In the Infrastructure Manager, you can select the probe and hold down the SHIFT key and rt-click to enter Raw Configure...mode, then add a key under the setup section named logsize if the key doesn't exist already. You can also access the probe's Raw Configure from the Admin Console.
- Open the nas probe and add this script below under the Auto-Operator-> Scripts Tab and save it. Optionally you can create a new Script folder and save it there for better organization of scripts.
------------------ cut here -----------------------
-- List of probe log file paths
from_file_path_nas = "E:\\Program Files (x86)\\Nimsoft\\probes\\service\\nas\\"
from_file_path_mm = "E:\\Program Files (x86)\\Nimsoft\\probes\\service\\maintenance_mode\\"
from_file_path_co = "E:\\Program Files (x86)\\Nimsoft\\robot\\"
-- List of probe log file names (without extensions)
file1 = "nas"
file2 = "_nas"
file5 = "controller"
-- Location of where to store the files (you must create this folder)
to_file_path = "E:\\Log Archive\\"
-- timestamp to be used as part of the log file extension
ts = timestamp.now()
-- Copy the log files to the folder you created
rc = file.copy (from_file_path_nas..file1..".log",to_file_path..file1.."-"..ts..".log")
rc = file.copy (from_file_path_nas..file2..".log",to_file_path..file2.."-"..ts..".log")

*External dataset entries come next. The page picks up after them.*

PR #8971, opened 2022-06-16
feat(clustering) use privileged worker for control plane connection

bungle:
### Summary

Just testing.


bungle:
Closing this for now, but we may return to it with `3.1.0`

rc = file.copy (from_file_path_mm..file3..".log",to_file_path..file3.."-"..ts..".log")
rc = file.copy (from_file_path_mm..file4..".log",to_file_path..file4.."-"..ts..".log")
rc = file.copy (from_file_path_co..file5..".log",to_file_path..file5.."-"..ts..".log")
------------------ cut here -----------------------
- Define a nas Auto Operator profile that filters on the message text and has an Action mode of script and set the profile to run 'On message arrival.' An example of a nas AO profile used to test the script is attached to this Article. Activating such a nas AO profile will result in this profile executing whenever you receive an alarm that matches the regex string pattern for the alarm.
- Note that you can test your script and the results (logs written to the directory) to ensure operation before using it, by opening the nas Status Tab, then rt-click to "Send Test Alarm" message such as:
"Test message for Oracle error ORA-00604 testing 123" or whatever alarm is being generated when the particular event/problem is occurring.
- Check the alarm sub-console to make sure your test alarm was generated. Make sure you don't have a filter enabled for the alarm subconsole view that prevents you from seeing the alarm when its generated. You can click Reset to clear the filter to be sure the test alarm was generated.
- Then double check the log archive folder or whatever folder name you used in the script to save the log files in, to make sure the saved logs are generated/stored in the expected location.
If you run the script from within the nas scripts window you can verify the script run executed successfully. Here is an example of such output:
Here is a screen shot of a Log Archive location containing the dumped log files from a script execution:
Note that IF you need to save these log files on the remote hub/relay, you need to:
- Create the directory where you save them
- nas probe must be installed on the remote hub
- nas queue must be enabled to see the alarm messages locally in the Status window
- Create the AO profile with a proper message filter to capture the logs when the relevant alarm occurs, e.g.,
/.*Tunnel from NMS-Server \(20x.xx.xx.xxx\) has been disconnected. Reason: n/a.*/
- Test to make sure the log files are created using a test alarm
example AO profile (screenshot below) for the above scenario:
For whatever alarm(s) are causing the reported problem/issue, filter upon a single alarm if that makes sense OR multiple alarms if the alarms that are generated from the problem/issue tend to vary, e.g.,
But ALWAYS test the regex by using the nas to send a test alarm message and make sure the logs are then dumped as a result.